Paper ID: 2410.12182 • Published Oct 16, 2024
Guided Speaker Embedding
Shota Horiguchi, Takafumi Moriya, Atsushi Ando, Takanori Ashihara, Hiroshi Sato, Naohiro Tawara, Marc Delcroix
TL;DR
Get AI-generated summaries with premium
Get AI-generated summaries with premium
This paper proposes a guided speaker embedding extraction system, which
extracts speaker embeddings of the target speaker using speech activities of
target and interference speakers as clues. Several methods for long-form
overlapped multi-speaker audio processing are typically two-staged: i)

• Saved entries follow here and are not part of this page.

PR #92569, opened 2020-06-27
Tolerate slightly different containerd urls

dims:
See https://github.com/kubernetes/test-infra/pull/18089, https://github.com/containerd/containerd/issues/4348 and https://github.com/kubernetes/test-infra/pull/18091, 

**What type of PR is this?**
/kind bug

Fixes #

```release-note
NONE
```

```docs

```

### DIFF
--- a/cluster/gce/gci/configure.sh
+++ b/cluster/gce/gci/configure.sh
@@ -490,7 +490,10 @@ function install-containerd-ubuntu {
   # Override to latest versions of containerd and runc
   systemctl stop containerd
   if [[ ! -z "${UBUNTU_INSTALL_CONTAINERD_VERSION:-}" ]]; then
-    curl -fsSL "https://github.com/containerd/containerd/releases/download/${UBUNTU_INSTALL_CONTAINERD_VERSION}/containerd-${UBUNTU_INSTALL_CONTAINERD_VERSION:1}.linux-amd64.tar.gz" | tar --overwrite -xzv -C /usr/
+    # containerd versions have slightly different url(s), so try both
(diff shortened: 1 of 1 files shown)


cluster/gce/gci/configure.sh
```diff
@@ -490,7 +490,10 @@ function install-containerd-ubuntu {
   # Override to latest versions of containerd and runc
   systemctl stop containerd
   if [[ ! -z "${UBUNTU_INSTALL_CONTAINERD_VERSION:-}" ]]; then
-    curl -fsSL "https://github.com/containerd/containerd/releases/download/${UBUNTU_INSTALL_CONTAINERD_VERSION}/containerd-${UBUNTU_INSTALL_CONTAINERD_VERSION:1}.linux-amd64.tar.gz" | tar --overwrite -xzv -C /usr/
+    # containerd versions have slightly different url(s), so try both
+    ( curl -fsSL "https://github.com/containerd/containerd/releases/download/${UBUNTU_INSTALL_CONTAINERD_VERSION}/containerd-${UBUNTU_INSTALL_CONTAINERD_VERSION:1}-linux-amd64.tar.gz" || \
```
aojea, line 494: too hacky :) ??
```
curl -fsSL "https://github.com/containerd/containerd/releases/download/{v,}${UBUNTU_INSTALL_CONTAINERD_VERSION}/containerd-${UBUNTU_INSTALL_CONTAINERD_VERSION}{-,.}linux-amd64.tar.gz"
```
https://unix.stackexchange.com/a/243141

dims: not sure if this will work as if one of the urls fail, the curl process returns a bad exit code which will cause the job to fail. in other words, this will work only if both files can be downloaded i think

BenTheElder:
/lgtm
/approve
Might consider removing this eventually, since it seems upstream is not going to do this again (intentionally at least)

segment-level processing and ii) inter-segment speaker matching. Speaker
embeddings are often used for the latter purpose. Typical speaker embedding
extraction approaches only use single-speaker intervals to avoid corrupting the
embeddings with speech from interference speakers. However, this often makes
speaker embeddings impossible to extract because sufficiently long
non-overlapping intervals are not always available. In this paper, we propose
using speaker activities as clues to extract the embedding of the
speaker-of-interest directly from overlapping speech. Specifically, we
concatenate the activity of target and non-target speakers to acoustic features
before being fed to the model. We also condition the attention weights used for
pooling so that the attention weights of the intervals in which the target
speaker is inactive are zero. The effectiveness of the proposed method is
demonstrated in speaker verification and speaker diarization.